Items listed in a dataset:
________________________________________
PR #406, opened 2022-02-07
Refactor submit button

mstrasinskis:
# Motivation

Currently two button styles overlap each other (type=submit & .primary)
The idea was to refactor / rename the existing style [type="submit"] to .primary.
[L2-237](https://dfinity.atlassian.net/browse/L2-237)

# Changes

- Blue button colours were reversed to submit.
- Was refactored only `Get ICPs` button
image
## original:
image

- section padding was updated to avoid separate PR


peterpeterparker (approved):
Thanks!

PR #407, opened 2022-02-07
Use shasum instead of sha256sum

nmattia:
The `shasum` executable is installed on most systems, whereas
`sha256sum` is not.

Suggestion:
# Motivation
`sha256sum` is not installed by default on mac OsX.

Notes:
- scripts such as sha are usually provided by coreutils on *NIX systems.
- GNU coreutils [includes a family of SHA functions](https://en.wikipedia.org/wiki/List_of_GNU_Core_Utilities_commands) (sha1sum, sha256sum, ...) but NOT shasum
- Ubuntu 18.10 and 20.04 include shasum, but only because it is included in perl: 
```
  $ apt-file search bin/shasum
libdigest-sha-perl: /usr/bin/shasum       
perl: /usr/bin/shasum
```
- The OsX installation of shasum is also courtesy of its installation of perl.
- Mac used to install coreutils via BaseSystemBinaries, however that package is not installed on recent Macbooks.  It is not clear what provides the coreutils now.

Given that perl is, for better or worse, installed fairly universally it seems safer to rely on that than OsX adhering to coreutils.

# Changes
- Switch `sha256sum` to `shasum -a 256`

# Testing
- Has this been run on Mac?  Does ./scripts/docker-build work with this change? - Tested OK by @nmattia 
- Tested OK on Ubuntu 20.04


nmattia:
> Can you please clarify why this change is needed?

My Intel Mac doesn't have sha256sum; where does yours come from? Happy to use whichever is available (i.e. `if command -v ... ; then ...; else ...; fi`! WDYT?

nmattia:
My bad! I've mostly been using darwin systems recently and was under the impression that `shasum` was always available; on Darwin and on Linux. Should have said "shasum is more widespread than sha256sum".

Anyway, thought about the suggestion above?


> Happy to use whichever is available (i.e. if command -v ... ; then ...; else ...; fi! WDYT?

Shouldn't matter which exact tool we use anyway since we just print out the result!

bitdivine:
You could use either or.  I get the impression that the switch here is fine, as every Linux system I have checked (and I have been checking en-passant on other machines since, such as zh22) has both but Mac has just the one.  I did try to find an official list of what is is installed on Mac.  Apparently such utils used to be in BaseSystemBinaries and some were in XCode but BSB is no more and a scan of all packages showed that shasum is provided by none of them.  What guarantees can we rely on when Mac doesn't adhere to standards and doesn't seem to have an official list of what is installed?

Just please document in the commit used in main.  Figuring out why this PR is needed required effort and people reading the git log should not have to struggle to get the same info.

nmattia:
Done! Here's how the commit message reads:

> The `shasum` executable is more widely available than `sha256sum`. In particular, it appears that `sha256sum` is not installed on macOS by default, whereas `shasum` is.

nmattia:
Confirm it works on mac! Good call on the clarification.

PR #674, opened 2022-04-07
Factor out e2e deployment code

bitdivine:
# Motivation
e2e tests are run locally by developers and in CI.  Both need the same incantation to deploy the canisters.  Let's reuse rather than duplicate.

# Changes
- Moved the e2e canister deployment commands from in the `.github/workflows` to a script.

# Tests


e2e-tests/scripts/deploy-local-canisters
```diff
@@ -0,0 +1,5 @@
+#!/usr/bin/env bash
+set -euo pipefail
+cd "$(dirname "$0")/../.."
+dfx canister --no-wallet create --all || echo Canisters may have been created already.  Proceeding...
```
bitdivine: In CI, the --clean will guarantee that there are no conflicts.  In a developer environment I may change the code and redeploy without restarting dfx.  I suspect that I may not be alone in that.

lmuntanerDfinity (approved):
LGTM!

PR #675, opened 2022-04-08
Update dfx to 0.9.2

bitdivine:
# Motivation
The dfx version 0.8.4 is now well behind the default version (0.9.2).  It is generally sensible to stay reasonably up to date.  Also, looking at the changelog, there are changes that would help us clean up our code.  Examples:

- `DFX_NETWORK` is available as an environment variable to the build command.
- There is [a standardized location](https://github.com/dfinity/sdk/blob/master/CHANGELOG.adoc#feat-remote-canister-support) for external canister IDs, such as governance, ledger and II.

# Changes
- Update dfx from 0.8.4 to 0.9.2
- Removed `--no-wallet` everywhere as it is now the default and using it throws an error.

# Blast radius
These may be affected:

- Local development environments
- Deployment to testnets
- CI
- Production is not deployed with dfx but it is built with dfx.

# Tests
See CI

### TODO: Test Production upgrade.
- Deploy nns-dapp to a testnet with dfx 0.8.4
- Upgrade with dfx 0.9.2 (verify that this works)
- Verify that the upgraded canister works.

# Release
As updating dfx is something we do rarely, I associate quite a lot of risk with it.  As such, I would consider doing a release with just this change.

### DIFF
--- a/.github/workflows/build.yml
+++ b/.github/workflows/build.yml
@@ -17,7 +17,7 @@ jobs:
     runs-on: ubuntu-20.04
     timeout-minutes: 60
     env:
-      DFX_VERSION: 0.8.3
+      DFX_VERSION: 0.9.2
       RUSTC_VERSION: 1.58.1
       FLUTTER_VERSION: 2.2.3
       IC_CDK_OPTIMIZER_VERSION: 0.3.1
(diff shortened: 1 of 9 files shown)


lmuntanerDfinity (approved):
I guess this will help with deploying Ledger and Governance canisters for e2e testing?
________________________________________
● INSTRUCTIONS TO FOLLOW: Using the records above, repeat exactly the lines from the first one through the line with "most systems, whereas".

● RESPONSE:
PR #406, opened 2022-02-07
Refactor submit button

mstrasinskis:
# Motivation

Currently two button styles overlap each other (type=submit & .primary)
The idea was to refactor / rename the existing style [type="submit"] to .primary.
[L2-237](https://dfinity.atlassian.net/browse/L2-237)

# Changes

- Blue button colours were reversed to submit.
- Was refactored only `Get ICPs` button
image
## original:
image

- section padding was updated to avoid separate PR


peterpeterparker (approved):
Thanks!

PR #407, opened 2022-02-07
Use shasum instead of sha256sum

nmattia:
The `shasum` executable is installed on most systems, whereas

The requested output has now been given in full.